Broadcom projects $16 billion in AI chips for its next quarter — and the market is disappointed because it expected $17.2 billion. SpaceX starts its IPO roadshow, the largest IPO in history. And MiniMax launches a code model that rivals Opus 4.7 at 1/40 of the price. Three stories that seem unrelated but tell the same story: AI sends contradictory signals — and all are true from their angle.
On June 3, Broadcom presented its Q2 fiscal results and delivered a Q3 outlook that disappointed the market. The company projects $16 billion in AI semiconductor revenue for the quarter ending in July, below the $17.2 billion analysts from Bloomberg expected.
CEO Hock Tan didn't raise his $100 billion AI revenue target for 2027, despite Google and Meta expanding their commitments with Broadcom. This was interpreted as a sign that AI chip market expansion might be progressing slower than anticipated.
But the details paint a more nuanced picture. Broadcom plans to ship 10 gigawatts of compute capacity in 2027 and "much more" in 2028. AI semiconductor revenue in Q2 was $10.8 billion, slightly above consensus. And TSMC, the manufacturer of Broadcom's chips, maintains its 30% growth forecast for 2026, with its CEO saying customers "are very positive about AI prospects."
The real message isn't "AI is slowing down" — it's "the supply chain can't keep up." Demand is still there, but TSMC's manufacturing capacity is the bottleneck. And Broadcom, as the middleman, feels the pressure first.
From chip supply to public offering: while Broadcom deals with capacity, SpaceX prepares the largest stock market debut in history.
On June 4, SpaceX started its IPO roadshow with a target valuation of $1.75 trillion. It's the largest initial public offering in history — and comes in a context where Anthropic has already filed its S-1 and OpenAI is preparing its own.
The roadshow runs until June 12, when shares are expected to start trading under the ticker SPCX. SpaceX plans to sell approximately 10% of the company, which would mean an injection of around $175 billion. Funds will go toward Starship development, Starlink expansion, and the AI computing infrastructure it already rents to Anthropic for $1.25 billion a month.
The context is historic: never before have three tech companies of this caliber — SpaceX ($1.75T), Anthropic (~$965B), and OpenAI (~$1T) — prepared simultaneous public offerings.

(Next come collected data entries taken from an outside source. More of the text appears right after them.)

PR #840, opened 2021-11-19
179739155 section numbering

eireland:
Adds Section label to section authoring header.
Changes number shown in header to be position number from section id. Number updates to current position when sections are moved to current position.
Section move dialog shows position number in the dropdown instead of section ids. Fixes a bug where section list does not update when a section is added or deleted.
Item move dialog shows section position number in the section dropdown to move item to.

### DIFF
--- a/app/controllers/api/v1/interactive_pages_controller.rb
+++ b/app/controllers/api/v1/interactive_pages_controller.rb
@@ -240,7 +240,7 @@ class Api::V1::InteractivePagesController < API::APIController
         if linked_interactives.present?
           page_item.set_linked_interactives(JSON.parse(linked_interactives))
         end
-      end 
+      end
       if embeddable
         embeddable.update_attributes(data)
       end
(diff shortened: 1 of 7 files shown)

Wedbush analysts call it "the opening of the IPO market floodgates." If all three go public, we'd be looking at the largest concentration of IPOs in history, with a combined value exceeding $3.7 trillion.
We already covered Anthropic's S-1 and how the triple IPO will define the next decade. With SpaceX joining the dance, the question is no longer when, but at what price.

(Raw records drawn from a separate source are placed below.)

PR #842, opened 2021-11-22
Header: Add logged in username and icon

emcelroy:
PT Story: https://www.pivotaltracker.com/story/show/180170000

[#180170000]


knowuh:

And while the giants go public, a Chinese startup proves efficiency can break any prediction.
And the story that breaks the narrative: Chinese startup MiniMax launched a code generation model that, according to independent benchmarks, matches the performance of Anthropic's Opus 4.7 on programming tasks — but at 1/40 the cost per token.

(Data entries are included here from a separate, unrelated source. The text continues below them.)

PR #843, opened 2021-11-22
180087466 -- Add preview links to activity player

knowuh:
## 180087466 -- Add preview links to activity player

[PT Story 180087466](https://www.pivotaltracker.com/story/show/180087466)

### NOTES: 
- In order to test this completely, it will have to be deployed to https://lara-demo.concordqa.org/
- Any testing LARA host will also have to set an `.env` var: `ACTIVITY_PLAYER_URL=https://activity-player.concord.org/branch/new-sections/` 
- In development mode (and story book) the links will be populated, but the report service won't likely be able to talk with the developers LARA instance. 
- There is a small bug in storybook that the first page is not set, and so the preview links wont work until some navigation has happened. This should be a simple thing to fix.
- More design work and CSS work is needed.
- Rails controller test needed.

### DIFF
--- a/lara-typescript/src/section-authoring/components/preview-links.tsx
+++ b/lara-typescript/src/section-authoring/components/preview-links.tsx
@@ -1,0 +1,61 @@
+import * as React from "react";
+import { useState } from "react";
+import {ExternalLink } from "../../shared/components/icons/external-link-icon";
+
+import "./preview-links.scss";
+
+export interface IPreviewLinksProps {
+  previewLinks: Record<string, string> | null;
+}
+
+export const PreviewLinks: React.FC<IPreviewLinksProps> =
+  (props: IPreviewLinksProps) => {
+
+  const { previewLinks } = props;
+  const [ previewLink, setPreviewLink] = useState<string|false>(false);
+
+  const handleLinkSelect = (evt: React.ChangeEvent<HTMLSelectElement>) => {
+    const value = evt.currentTarget.value;
+    if (value && value.length > 0) {
+      setPreviewLink(value);
+    }
+    else {
+      setPreviewLink(false);
+    }
+  };
+
+  const renderPreviewOptions = () => {
+    if (previewLinks) {
+      return (
+        <span className="links-list" >
+          <select onChange={handleLinkSelect}>
+            { Object.keys(previewLinks).map(label => {
+              return (
+                  <option key={label} value={previewLinks[label]} >
+                    {label}
+                  </option>
+                );
+              })
+            }
+          </select>
+          { previewLink
+            ? <a href={previewLink} target="_blank"><ExternalLink/></a>
+            : <span className="disabled"><ExternalLink/></span>
+          }
+        </span>
+      );
+    }
+    return (
+        <span className="not-available">No preview link available</span>
+    );
+  };
+
+  return (
+    <>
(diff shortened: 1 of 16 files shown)


knowuh:
@emcelroy -- I was hoping to get your eyes on this, and then split up some of the remaining work tomorrow morning.

Just two items I think:

- The styling could use some of your attention.
- I need to write a test for the controller.

emcelroy:
@knowuh I have to step away from my computer for a while, but will look at this more carefully later this evening. FWIW: My first impression is that it looks pretty good.

emcelroy:
@knowuh I tested this out in my local LARA and it works pretty well. There are two issues I noticed which I'm not sure fall under styling.

1) The menu only appears on an activity's edit "home page". It doesn't appear when you edit an individual page.

2) There's no launch button to click to trigger the opening of the preview in a new window. Is that not one of the acceptance criteria anymore?

knowuh:
Hmn, @emcelroy that doesn't sound right. There should be a SVG link for opening the preview in a new window as per the mock, and the menu shows on every page. I will double check to make sure everything is in this commit, and that things didn't get clobbered by a merge. I will be in touch after I investigate.

knowuh:
Hello @emcelroy - I just verified that what is in this PR is what is in my local checkout.  Here is what I am seeing:



Maybe we could meet about this and see what is happening.

emcelroy:
@knowuh Sorry, looks like this is at least partially due to my local LARA not fully updating when I switch branches. I should've known to check that first. I'm still seeing something not quite right, though.

I just did a git pull to make sure I had the latest changes, brought my local LARA down and back up, and made sure to rebuild lara-typescript.js. Now when I edit an activity, I do see the select menu on an activity's individual pages. I also see the button icon there. However, that button still doesn't appear on the activity's edit home page. The select menu is there, but there is no button.

lara-typescript/src/section-authoring/components/preview-links.tsx
```diff
@@ -0,0 +1,61 @@
...
+    );
+  };
+
+  return (
+    <>
+      <div className="preview-links">
+        <span>Preview in:</span>
+        {renderPreviewOptions()}
+      </div>
+    </>
```
kswenson, line 59:
```suggestion
    <div className="preview-links">
      <span>Preview in:</span>
      {renderPreviewOptions()}
    </div>
```
I don't think the fragment is useful in this case.

knowuh:
> activity's edit home page … The select menu is there, but there is no button.

@emcelroy I have not been changing anything about the activity editing page until now. It sounds like you think that is part of this story, so I will take a stab at that.

emcelroy:
Thanks, @knowuh. This is looking good. The preview menu now looks as expected on the activity editing page. Sorry I didn't think about the fact that that was separate from the preview menu on the other pages. I do think it's best that they match, though.

You mentioned that the styling could use some attention. There are some small tweaks I'd like to make. What would be the best process for that?

knowuh:
@emcelroy:  Maybe we can merge this so the PR is manageable.

At that point you could open another branch from new-sections that cleans things up.
I will be working on the Rails side in another branch to send the data off to AP in the correct format.

emcelroy (approved):
Looks good, thanks 👍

The model, whose technical name hasn't been made public, was evaluated on the SWE-bench benchmark (fixing real bugs in open source repositories) and achieved results comparable to Opus 4.7. The cost, however, is drastically lower: approximately $0.25 per million tokens compared to ~$10 for Opus.
Just a week ago we analyzed how open source was losing ground and the gap with closed models was widening. This launch shows the story isn't so simple. MiniMax isn't open source, but its proprietary model competes on price and performance. The gap isn't between open and closed — it's between those who can afford the most expensive compute and those who optimize for efficiency.
MiniMax's move also has geopolitical implications: a Chinese model rivaling the best Western models at a fraction of the cost. In a context where China restricts its researchers' travel, that its startups keep launching competitive models suggests talent and innovation don't stop by decree.
Broadcom says "caution, capacity is the limit." SpaceX says "more, the public market is ready." MiniMax says "cheaper, efficiency is the key." Three contradictory signals from the same ecosystem — and all three are true. AI isn't an industry with one clear direction: it's a field of forces where demand, supply, capital, and innovation pull in opposite directions. Whoever understands that complexity will have an advantage. Whoever looks for a single answer will miss it.